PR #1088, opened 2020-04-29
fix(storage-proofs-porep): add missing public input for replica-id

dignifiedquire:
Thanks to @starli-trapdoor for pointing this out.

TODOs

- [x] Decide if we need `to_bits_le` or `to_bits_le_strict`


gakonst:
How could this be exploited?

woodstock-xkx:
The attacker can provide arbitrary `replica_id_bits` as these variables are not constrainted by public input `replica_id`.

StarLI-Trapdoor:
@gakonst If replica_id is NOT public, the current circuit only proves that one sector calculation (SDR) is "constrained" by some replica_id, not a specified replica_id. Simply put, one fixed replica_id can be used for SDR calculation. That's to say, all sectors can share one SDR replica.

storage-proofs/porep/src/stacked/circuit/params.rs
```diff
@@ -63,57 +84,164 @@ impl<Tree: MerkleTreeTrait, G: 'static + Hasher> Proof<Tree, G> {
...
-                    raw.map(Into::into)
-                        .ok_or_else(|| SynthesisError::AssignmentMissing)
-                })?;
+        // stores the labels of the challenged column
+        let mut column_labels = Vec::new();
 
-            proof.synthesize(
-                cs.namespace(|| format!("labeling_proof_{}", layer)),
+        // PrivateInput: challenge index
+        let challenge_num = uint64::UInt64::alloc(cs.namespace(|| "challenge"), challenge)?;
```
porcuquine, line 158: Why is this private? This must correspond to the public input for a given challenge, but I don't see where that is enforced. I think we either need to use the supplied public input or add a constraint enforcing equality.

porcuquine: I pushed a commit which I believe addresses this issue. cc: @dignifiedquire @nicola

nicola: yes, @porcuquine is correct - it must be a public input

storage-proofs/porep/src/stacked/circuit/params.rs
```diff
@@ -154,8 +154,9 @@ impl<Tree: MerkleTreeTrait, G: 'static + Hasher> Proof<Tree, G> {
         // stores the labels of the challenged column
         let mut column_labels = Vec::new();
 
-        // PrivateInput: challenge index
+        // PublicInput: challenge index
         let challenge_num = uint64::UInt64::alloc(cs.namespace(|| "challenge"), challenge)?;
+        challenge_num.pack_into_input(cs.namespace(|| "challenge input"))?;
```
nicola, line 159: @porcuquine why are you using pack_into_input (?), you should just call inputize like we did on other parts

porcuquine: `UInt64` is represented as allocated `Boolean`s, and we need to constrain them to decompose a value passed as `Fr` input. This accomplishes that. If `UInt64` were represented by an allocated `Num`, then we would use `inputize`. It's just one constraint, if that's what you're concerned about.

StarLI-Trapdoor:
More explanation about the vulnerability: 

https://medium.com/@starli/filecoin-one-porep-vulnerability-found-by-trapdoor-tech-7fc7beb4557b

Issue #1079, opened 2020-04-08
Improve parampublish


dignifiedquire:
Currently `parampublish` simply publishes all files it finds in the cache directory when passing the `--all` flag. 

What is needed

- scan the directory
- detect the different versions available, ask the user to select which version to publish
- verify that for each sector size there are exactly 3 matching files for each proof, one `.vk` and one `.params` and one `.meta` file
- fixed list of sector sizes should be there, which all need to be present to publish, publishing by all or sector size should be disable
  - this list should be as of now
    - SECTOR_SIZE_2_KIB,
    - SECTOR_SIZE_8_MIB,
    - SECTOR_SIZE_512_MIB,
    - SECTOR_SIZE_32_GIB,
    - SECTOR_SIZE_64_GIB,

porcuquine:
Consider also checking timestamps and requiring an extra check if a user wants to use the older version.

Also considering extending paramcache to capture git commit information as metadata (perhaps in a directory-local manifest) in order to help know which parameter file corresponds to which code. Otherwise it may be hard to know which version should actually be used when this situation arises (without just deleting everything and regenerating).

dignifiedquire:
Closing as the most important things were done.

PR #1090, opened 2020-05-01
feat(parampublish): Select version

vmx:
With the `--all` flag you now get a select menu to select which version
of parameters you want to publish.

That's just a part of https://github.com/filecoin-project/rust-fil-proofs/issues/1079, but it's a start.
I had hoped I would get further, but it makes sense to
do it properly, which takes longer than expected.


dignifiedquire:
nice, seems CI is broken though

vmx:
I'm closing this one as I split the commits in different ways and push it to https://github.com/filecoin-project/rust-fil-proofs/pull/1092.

--------

[What to do] Every line of the data must be written out again word for word.

[Output for this exercise]
PR #1088, opened 2020-04-29
fix(storage-proofs-porep): add missing public input for replica-id

dignifiedquire:
Thanks to @starli-trapdoor for pointing this out.

TODOs

- [x] Decide if we need `to_bits_le` or `to_bits_le_strict`


gakonst:
How could this be exploited?

woodstock-xkx:
The attacker can provide arbitrary `replica_id_bits` as these variables are not constrainted by public input `replica_id`.

StarLI-Trapdoor:
@gakonst If replica_id is NOT public, the current circuit only proves that one sector calculation (SDR) is "constrained" by some replica_id, not a specified replica_id. Simply put, one fixed replica_id can be used for SDR calculation. That's to say, all sectors can share one SDR replica.

storage-proofs/porep/src/stacked/circuit/params.rs
```diff
@@ -63,57 +84,164 @@ impl<Tree: MerkleTreeTrait, G: 'static + Hasher> Proof<Tree, G> {
...
-                    raw.map(Into::into)
-                        .ok_or_else(|| SynthesisError::AssignmentMissing)
-                })?;
+        // stores the labels of the challenged column
+        let mut column_labels = Vec::new();
 
-            proof.synthesize(
-                cs.namespace(|| format!("labeling_proof_{}", layer)),
+        // PrivateInput: challenge index
+        let challenge_num = uint64::UInt64::alloc(cs.namespace(|| "challenge"), challenge)?;
```
porcuquine, line 158: Why is this private? This must correspond to the public input for a given challenge, but I don't see where that is enforced. I think we either need to use the supplied public input or add a constraint enforcing equality.

porcuquine: I pushed a commit which I believe addresses this issue. cc: @dignifiedquire @nicola

nicola: yes, @porcuquine is correct - it must be a public input

storage-proofs/porep/src/stacked/circuit/params.rs
```diff
@@ -154,8 +154,9 @@ impl<Tree: MerkleTreeTrait, G: 'static + Hasher> Proof<Tree, G> {
         // stores the labels of the challenged column
         let mut column_labels = Vec::new();
 
-        // PrivateInput: challenge index
+        // PublicInput: challenge index
         let challenge_num = uint64::UInt64::alloc(cs.namespace(|| "challenge"), challenge)?;
+        challenge_num.pack_into_input(cs.namespace(|| "challenge input"))?;
```
nicola, line 159: @porcuquine why are you using pack_into_input (?), you should just call inputize like we did on other parts

porcuquine: `UInt64` is represented as allocated `Boolean`s, and we need to constrain them to decompose a value passed as `Fr` input. This accomplishes that. If `UInt64` were represented by an allocated `Num`, then we would use `inputize`. It's just one constraint, if that's what you're concerned about.

StarLI-Trapdoor:
More explanation about the vulnerability: 

https://medium.com/@starli/filecoin-one-porep-vulnerability-found-by-trapdoor-tech-7fc7beb4557b

Issue #1079, opened 2020-04-08
Improve parampublish


dignifiedquire:
Currently `parampublish` simply publishes all files it finds in the cache directory when passing the `--all` flag. 

What is needed

- scan the directory
- detect the different versions available, ask the user to select which version to publish
- verify that for each sector size there are exactly 3 matching files for each proof, one `.vk` and one `.params` and one `.meta` file
- fixed list of sector sizes should be there, which all need to be present to publish, publishing by all or sector size should be disable
  - this list should be as of now
    - SECTOR_SIZE_2_KIB,
    - SECTOR_SIZE_8_MIB,
    - SECTOR_SIZE_512_MIB,
    - SECTOR_SIZE_32_GIB,
    - SECTOR_SIZE_64_GIB,

porcuquine:
Consider also checking timestamps and requiring an extra check if a user wants to use the older version.

Also considering extending paramcache to capture git commit information as metadata (perhaps in a directory-local manifest) in order to help know which parameter file corresponds to which code. Otherwise it may be hard to know which version should actually be used when this situation arises (without just deleting everything and regenerating).

dignifiedquire:
Closing as the most important things were done.

PR #1090, opened 2020-05-01
feat(parampublish): Select version

vmx:
With the `--all` flag you now get a select menu to select which version
of parameters you want to publish.

That's just a part of https://github.com/filecoin-project/rust-fil-proofs/issues/1079, but it's a start.
I had hoped I would get further, but it makes sense to
do it properly, which takes longer than expected.


dignifiedquire:
nice, seems CI is broken though

vmx:
I'm closing this one as I split the commits in different ways and push it to https://github.com/filecoin-project/rust-fil-proofs/pull/1092.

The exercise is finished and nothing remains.